◆ WORK INSTRUCTION: Give back exactly the lines from the one containing "https://github.com/ambv/black" through the end of the records, including both, and no others.

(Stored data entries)
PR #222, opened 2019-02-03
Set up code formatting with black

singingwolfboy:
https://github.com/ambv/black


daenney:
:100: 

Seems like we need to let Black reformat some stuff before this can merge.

◆ SOLUTION:
https://github.com/ambv/black


daenney:
:100: 

Seems like we need to let Black reformat some stuff before this can merge.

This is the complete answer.